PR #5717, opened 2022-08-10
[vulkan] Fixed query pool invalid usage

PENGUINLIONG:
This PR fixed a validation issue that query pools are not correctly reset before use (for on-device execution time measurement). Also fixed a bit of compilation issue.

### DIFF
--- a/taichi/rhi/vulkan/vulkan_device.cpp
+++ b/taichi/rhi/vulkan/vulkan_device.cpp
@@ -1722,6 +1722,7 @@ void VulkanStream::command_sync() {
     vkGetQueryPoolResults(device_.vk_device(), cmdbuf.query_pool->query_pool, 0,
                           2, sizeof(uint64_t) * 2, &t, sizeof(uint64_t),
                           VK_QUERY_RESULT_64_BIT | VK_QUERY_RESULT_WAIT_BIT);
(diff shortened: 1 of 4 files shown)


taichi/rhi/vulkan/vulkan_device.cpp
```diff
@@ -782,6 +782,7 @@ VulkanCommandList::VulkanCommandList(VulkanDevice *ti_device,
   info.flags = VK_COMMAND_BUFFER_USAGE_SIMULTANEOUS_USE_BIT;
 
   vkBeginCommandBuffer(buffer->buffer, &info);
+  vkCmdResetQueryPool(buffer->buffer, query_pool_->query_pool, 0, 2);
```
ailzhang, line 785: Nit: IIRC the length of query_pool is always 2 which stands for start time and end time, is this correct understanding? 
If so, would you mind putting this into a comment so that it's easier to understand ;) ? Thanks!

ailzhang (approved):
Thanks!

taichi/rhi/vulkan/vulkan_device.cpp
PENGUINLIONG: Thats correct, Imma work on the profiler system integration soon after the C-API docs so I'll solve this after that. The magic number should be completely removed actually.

---

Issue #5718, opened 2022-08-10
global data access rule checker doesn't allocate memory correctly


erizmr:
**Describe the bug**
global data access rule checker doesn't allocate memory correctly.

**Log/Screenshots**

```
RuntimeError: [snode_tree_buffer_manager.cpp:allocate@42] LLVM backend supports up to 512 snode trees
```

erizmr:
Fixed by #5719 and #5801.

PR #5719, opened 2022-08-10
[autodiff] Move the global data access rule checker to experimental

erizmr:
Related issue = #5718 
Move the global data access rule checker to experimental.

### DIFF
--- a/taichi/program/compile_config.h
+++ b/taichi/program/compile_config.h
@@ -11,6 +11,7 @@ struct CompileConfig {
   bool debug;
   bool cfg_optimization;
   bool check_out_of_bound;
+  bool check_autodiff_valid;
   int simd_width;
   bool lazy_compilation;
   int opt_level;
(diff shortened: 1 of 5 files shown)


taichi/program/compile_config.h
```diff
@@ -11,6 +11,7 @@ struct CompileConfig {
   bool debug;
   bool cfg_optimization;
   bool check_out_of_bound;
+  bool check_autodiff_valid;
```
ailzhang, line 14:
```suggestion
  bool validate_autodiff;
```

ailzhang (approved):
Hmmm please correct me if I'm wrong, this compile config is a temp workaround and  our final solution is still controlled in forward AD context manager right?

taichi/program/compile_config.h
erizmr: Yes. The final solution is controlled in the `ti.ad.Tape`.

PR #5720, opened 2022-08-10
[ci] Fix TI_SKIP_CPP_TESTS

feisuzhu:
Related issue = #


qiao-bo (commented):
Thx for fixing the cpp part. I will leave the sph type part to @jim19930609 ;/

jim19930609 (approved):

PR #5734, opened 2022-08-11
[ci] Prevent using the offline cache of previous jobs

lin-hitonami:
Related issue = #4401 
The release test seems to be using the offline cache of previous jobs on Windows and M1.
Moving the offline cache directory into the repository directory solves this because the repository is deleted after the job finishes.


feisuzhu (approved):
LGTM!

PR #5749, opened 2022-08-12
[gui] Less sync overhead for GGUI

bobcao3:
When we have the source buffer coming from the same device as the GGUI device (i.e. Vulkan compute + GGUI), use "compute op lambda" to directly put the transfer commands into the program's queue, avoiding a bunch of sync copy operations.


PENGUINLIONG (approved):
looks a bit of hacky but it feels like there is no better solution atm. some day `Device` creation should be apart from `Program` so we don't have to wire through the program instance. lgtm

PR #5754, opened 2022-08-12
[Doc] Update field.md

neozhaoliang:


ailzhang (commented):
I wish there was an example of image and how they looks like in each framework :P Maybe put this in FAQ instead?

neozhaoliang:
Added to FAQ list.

• **INSTRUCTIONS TO FOLLOW**
For each line above that contains "after", make a copy.

• **SOLUTION FOR THIS TASK**
PENGUINLIONG: Thats correct, Imma work on the profiler system integration soon after the C-API docs so I'll solve this after that. The magic number should be completely removed actually.
Moving the offline cache directory into the repository directory solves this because the repository is deleted after the job finishes.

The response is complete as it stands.